# Cabela's in Saginaw?



## frenchriver1 (Jul 5, 2005)

Anyone confirm the rumor that I heard about Cabela's going in behind Gander Mountain??? Opening date?


----------



## VstarBR (Dec 15, 2010)

check the cabelas website and go to store locator.


----------



## Luv2hunteup (Mar 22, 2003)

It opens this spring. It is located on the NE corner of Bay road and Tittabawasee just behind the McDonalds.


----------



## stickman1978 (Sep 15, 2011)

Going to be a smaller store compared to the others.


----------



## MEL (Jul 17, 2005)

Yep, done deal. If I remember reading it correctly it will be tiny compared to like Dundee. About 1/4 the size?


----------



## frenchriver1 (Jul 5, 2005)

Thanks for the info!!!!!!

Have been to a few stores in other states and was not aware of them building them smaller.


----------



## stickman1978 (Sep 15, 2011)

They are not building. It is going in an old retail store.


----------



## pavy31 (Jul 8, 2008)

It's an outpost store ! One isle will have more than what gander Mtn has !!!! Can't wait for it to open !


Outdoor Hub mobile, the outdoor information engine


----------



## canyard (Jan 10, 2010)

I think franks will still be my store of choice.
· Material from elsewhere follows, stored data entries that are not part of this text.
PR #6247, opened 2024-04-16
feat: support file browser in bring ui

### LINKED ISSUE #6198: support file explorer in `bring ui`
### Use Case

It would be possible to create UI components that can list/delete/upload files and their content in a given local/remote directory, similar to what is available on `cloud.Bucket`

### Proposed Solution

_No response_

### Implementation Notes

_No response_

### Component

_No response_

### Community Notes

polamoros:
Resolves #6198


libs/wingsdk/src/ui/file-browser.ts
```diff
@@ -0,0 +1,159 @@
...
+  private readonly label: string;
+
+  constructor(
+    scope: Construct,
+    id: string,
+    label: string,
+    putHandler: IFileBrowserPutHandler,
+    deleteHandler: IFileBrowserDeleteHandler,
+    getHandler: IFileBrowserGetHandler,
+    listHandler: IFileBrowserListHandler
```
eladb, line 55: I think these should all be keywords ("props"):

```suggestion
    props: FileBrowserHandlers,
```

And then:

```js
extern interface FileBrowserHandlers {
  putHandler: IFileBrowserPutHandler;
  deleteHandler: IFileBrowserDeleteHandler;
  getHandler: IFileBrowserGetHandler;
  listHandler: IFileBrowserListHandler;
}
```

eladb (dismissed):

apps/wing-console/console/app/demo/main.w
```diff
@@ -1,13 +1,64 @@
...
+}
+
+class myBucket {
+  b: cloud.Bucket;
+  new() {
+    this.b = new cloud.Bucket();
+    new ui.FileBrowser("File Browser",
+      {
+        put: inflight (payload: str) => {
+          let data: PutData = PutData.fromJson(Json.parse(payload));
```
ainvoner, line 30: is there a way to avoid it and pass a struct instead of a str?

ainvoner:
@staycoolcall911 it is not only the console. i'm renaming it again

apps/wing-console/console/app/demo/main.w
ainvoner: there is also this one:
https://github.com/winglang/wing/pull/6219

ainvoner: @skyrpex but the implementation of the handlers is done in the custom resource `.w` file

apps/wing-console/console/server/src/router/app.ts
```diff
@@ -527,6 +525,95 @@ export const createAppRouter = () => {
         ) as IFunctionClient;
         await client.invoke("");
       }),
+
+    "app.invokeFileBrowserGetQuery": createProcedure
```
skyrpex, line 529: Maybe we could use different prefix and files to implement this (also, why `...GetQuery` instead of `get`?). For example, `router/file-browser.ts` and `fileBrowser.getObject`?

ainvoner: I agree, we should have a separate router file for each custom resource

polamoros: done!

ainvoner:
@Chriscbr thanks for help :) your handlers conversions works!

posted using Outdoor Hub Campfire


----------



## Huntmich (Sep 4, 2008)

I believe it's the old circuit city building


----------



## limige (Sep 2, 2005)

I was told projected opening is Feb 14,2013


----------



## Jimw (Jul 8, 2009)

limige said:


> I was told projected opening is Feb 14,2013


Hope so, got some gift cards today! 

posted using Outdoor Hub Campfire


----------



## mrbeachtc (Oct 1, 2010)

limige said:


> I was told projected opening is Feb 14,2013


That's cool!

posted using Outdoor Hub Campfire


----------



## cmatts12 (Jan 4, 2012)

http://www.cabelas.com/resources/saginaw-mi-press-release.shtml


----------



## MEL (Jul 17, 2005)

canyard said:


> I think franks will still be my store of choice.
> 
> posted using Outdoor Hub Campfire



Yep, never been a cabelas fan. But Franks me like. Always get treated first class in franks


----------



## frenchriver1 (Jul 5, 2005)

stickman1978 said:


> Going to be a smaller store compared to the others.


 
43,000 sq feet seems pretty good size to me... Hope they have enough fishing gear for me to buy!!!!!


----------